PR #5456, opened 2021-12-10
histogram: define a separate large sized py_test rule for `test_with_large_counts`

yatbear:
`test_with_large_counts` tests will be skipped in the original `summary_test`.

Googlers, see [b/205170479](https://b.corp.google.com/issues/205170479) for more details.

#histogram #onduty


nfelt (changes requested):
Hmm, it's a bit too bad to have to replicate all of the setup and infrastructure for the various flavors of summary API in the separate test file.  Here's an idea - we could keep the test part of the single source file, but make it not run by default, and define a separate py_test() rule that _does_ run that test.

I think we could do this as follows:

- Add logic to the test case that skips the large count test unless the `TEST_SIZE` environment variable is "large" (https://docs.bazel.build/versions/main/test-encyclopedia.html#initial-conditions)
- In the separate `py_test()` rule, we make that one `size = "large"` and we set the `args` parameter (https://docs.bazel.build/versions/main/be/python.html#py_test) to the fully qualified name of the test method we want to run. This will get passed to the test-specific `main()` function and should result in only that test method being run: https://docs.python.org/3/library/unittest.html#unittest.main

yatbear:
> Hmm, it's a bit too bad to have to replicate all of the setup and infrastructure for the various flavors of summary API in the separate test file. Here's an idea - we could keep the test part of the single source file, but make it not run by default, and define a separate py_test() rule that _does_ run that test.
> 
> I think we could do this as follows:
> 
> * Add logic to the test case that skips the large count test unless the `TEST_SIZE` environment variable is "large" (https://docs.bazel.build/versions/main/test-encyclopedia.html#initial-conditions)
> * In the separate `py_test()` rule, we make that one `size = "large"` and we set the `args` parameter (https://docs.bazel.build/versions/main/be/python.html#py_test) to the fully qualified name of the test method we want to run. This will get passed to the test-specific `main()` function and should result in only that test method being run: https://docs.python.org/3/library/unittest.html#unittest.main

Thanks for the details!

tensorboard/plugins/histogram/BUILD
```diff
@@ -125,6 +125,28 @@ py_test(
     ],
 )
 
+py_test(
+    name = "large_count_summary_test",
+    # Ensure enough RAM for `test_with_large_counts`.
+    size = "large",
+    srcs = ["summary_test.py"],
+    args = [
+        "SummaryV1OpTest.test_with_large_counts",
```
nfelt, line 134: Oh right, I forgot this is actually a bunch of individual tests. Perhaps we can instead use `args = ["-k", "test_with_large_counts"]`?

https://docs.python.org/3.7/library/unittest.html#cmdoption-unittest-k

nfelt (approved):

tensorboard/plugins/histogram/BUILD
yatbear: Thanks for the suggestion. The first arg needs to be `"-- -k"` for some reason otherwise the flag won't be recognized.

______________________________

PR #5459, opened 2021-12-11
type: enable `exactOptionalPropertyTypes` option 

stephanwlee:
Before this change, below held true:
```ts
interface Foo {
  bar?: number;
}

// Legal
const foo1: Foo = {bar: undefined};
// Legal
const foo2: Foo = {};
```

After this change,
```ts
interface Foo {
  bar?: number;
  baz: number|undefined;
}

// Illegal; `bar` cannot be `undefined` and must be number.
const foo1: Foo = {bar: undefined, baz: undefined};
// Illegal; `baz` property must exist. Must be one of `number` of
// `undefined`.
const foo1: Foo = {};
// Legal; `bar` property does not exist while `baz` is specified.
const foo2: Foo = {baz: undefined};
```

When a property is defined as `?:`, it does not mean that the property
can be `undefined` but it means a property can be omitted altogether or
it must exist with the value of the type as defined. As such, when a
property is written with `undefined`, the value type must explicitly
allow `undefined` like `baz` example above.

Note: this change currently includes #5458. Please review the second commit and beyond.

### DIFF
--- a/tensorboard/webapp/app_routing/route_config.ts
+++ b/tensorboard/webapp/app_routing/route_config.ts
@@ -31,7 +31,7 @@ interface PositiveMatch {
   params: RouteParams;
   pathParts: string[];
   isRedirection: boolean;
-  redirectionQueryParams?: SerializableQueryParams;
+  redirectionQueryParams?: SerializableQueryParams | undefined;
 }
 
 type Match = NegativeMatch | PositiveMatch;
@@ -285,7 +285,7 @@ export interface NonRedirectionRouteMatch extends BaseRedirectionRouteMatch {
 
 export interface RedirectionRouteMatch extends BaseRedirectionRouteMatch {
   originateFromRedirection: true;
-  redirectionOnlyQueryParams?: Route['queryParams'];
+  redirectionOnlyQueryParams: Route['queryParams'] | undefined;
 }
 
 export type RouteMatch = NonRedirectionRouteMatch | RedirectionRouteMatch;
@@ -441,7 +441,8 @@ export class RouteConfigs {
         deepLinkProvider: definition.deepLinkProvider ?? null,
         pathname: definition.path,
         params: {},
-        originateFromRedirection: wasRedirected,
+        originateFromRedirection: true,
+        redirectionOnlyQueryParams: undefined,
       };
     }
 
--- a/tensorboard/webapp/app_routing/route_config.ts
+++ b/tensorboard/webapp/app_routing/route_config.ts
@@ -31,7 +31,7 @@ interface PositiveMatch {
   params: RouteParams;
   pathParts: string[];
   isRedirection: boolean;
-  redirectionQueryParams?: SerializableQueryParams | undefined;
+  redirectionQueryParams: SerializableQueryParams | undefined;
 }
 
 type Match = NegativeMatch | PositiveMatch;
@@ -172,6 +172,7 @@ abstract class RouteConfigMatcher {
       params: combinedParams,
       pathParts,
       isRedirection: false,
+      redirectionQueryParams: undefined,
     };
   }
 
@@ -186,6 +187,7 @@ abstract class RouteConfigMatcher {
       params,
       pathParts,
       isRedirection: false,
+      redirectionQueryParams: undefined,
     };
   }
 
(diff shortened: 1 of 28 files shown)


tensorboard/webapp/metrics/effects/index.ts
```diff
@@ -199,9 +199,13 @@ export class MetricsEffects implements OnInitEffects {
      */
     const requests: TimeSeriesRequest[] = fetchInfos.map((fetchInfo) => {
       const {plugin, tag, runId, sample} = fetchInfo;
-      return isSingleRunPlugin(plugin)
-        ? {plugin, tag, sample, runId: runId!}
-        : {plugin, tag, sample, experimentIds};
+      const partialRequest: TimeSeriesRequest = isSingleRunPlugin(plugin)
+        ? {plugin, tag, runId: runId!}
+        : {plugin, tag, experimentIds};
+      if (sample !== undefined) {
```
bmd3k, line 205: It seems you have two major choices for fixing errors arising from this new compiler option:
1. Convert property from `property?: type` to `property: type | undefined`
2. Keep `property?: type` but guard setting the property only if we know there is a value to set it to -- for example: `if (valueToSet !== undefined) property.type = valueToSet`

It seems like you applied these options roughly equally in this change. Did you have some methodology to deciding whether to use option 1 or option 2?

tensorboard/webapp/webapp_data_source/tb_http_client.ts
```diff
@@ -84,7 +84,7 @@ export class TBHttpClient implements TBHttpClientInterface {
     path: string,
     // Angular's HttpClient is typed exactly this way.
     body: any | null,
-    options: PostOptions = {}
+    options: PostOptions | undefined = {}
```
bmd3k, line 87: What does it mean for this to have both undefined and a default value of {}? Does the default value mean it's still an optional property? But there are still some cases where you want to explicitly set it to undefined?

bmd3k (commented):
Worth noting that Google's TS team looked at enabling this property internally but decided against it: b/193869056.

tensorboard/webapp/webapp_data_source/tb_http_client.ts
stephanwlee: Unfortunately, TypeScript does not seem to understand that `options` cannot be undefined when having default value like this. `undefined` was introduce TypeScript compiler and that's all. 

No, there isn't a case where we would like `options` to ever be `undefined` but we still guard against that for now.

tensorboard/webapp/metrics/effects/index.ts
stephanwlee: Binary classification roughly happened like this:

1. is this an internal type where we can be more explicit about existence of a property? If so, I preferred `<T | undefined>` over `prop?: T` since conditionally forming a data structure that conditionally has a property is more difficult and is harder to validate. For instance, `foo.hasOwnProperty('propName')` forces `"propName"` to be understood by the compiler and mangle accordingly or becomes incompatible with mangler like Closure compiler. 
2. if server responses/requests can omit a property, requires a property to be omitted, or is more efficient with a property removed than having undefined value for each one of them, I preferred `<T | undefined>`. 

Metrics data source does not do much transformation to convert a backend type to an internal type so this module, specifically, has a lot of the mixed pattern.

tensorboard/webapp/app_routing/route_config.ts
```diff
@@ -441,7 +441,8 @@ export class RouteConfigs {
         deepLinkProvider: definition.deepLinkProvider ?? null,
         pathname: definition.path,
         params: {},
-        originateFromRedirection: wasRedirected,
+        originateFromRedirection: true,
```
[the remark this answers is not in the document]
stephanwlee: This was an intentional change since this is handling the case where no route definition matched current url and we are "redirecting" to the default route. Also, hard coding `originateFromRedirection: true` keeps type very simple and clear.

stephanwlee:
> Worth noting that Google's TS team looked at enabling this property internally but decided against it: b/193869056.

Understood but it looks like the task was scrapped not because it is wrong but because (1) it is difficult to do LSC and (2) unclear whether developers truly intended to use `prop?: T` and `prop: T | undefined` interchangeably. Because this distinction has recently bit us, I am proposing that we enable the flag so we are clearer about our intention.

______________________________

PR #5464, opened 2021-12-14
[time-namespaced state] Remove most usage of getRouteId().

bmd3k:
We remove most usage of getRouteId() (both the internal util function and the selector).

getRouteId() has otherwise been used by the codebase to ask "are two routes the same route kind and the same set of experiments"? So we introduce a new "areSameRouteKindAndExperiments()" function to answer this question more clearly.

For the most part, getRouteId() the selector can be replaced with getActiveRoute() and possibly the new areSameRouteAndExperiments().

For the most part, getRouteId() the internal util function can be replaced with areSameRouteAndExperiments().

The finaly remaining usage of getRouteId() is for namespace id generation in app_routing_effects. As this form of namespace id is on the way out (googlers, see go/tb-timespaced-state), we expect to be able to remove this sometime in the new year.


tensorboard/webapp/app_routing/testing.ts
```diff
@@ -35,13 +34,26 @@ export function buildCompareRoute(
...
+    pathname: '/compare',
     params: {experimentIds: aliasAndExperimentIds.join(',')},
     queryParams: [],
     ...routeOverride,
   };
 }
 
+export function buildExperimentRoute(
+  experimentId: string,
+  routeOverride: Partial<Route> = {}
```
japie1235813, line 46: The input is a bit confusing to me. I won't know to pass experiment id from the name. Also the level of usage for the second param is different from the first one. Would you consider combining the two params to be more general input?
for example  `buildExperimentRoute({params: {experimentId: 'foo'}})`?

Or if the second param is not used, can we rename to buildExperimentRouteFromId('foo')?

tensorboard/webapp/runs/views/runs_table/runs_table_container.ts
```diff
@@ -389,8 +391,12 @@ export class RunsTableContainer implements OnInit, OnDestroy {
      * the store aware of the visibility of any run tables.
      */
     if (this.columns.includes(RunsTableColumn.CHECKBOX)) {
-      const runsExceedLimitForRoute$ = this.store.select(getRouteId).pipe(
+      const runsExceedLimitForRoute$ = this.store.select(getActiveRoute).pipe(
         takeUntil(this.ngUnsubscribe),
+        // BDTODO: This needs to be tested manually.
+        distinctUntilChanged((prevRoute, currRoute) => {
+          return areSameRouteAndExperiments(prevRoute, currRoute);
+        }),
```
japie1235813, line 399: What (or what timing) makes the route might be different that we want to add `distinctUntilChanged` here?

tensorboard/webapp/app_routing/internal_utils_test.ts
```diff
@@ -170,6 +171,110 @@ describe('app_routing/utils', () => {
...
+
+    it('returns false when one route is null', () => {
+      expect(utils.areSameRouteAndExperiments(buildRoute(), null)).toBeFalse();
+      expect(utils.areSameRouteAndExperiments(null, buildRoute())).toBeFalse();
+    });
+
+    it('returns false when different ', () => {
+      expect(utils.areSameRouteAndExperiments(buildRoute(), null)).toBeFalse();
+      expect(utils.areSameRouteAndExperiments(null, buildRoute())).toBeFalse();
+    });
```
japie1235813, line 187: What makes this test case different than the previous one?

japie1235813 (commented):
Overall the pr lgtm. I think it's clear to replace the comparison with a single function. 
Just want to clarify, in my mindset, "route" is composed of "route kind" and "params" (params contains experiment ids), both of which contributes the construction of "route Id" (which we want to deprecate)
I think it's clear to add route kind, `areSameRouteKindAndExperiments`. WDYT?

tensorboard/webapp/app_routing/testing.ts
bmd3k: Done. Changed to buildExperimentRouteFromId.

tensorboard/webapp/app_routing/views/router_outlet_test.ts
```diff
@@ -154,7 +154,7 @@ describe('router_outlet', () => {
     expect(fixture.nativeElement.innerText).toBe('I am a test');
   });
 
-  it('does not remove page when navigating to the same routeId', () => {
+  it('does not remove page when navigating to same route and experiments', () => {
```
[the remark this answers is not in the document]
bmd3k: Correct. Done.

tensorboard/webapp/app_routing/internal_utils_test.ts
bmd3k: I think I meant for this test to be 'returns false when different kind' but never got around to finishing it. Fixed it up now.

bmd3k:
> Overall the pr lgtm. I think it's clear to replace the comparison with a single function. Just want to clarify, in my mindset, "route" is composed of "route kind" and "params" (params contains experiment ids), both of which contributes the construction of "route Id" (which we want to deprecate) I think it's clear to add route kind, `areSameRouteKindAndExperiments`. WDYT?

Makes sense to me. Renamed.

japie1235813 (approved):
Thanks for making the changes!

______________________________

• _Exercise brief_:
Given the word "bazel", show every line of the records that contains it.

• _The completed task_:
- Add logic to the test case that skips the large count test unless the `TEST_SIZE` environment variable is "large" (https://docs.bazel.build/versions/main/test-encyclopedia.html#initial-conditions)
- In the separate `py_test()` rule, we make that one `size = "large"` and we set the `args` parameter (https://docs.bazel.build/versions/main/be/python.html#py_test) to the fully qualified name of the test method we want to run. This will get passed to the test-specific `main()` function and should result in only that test method being run: https://docs.python.org/3/library/unittest.html#unittest.main
> * Add logic to the test case that skips the large count test unless the `TEST_SIZE` environment variable is "large" (https://docs.bazel.build/versions/main/test-encyclopedia.html#initial-conditions)
> * In the separate `py_test()` rule, we make that one `size = "large"` and we set the `args` parameter (https://docs.bazel.build/versions/main/be/python.html#py_test) to the fully qualified name of the test method we want to run. This will get passed to the test-specific `main()` function and should result in only that test method being run: https://docs.python.org/3/library/unittest.html#unittest.main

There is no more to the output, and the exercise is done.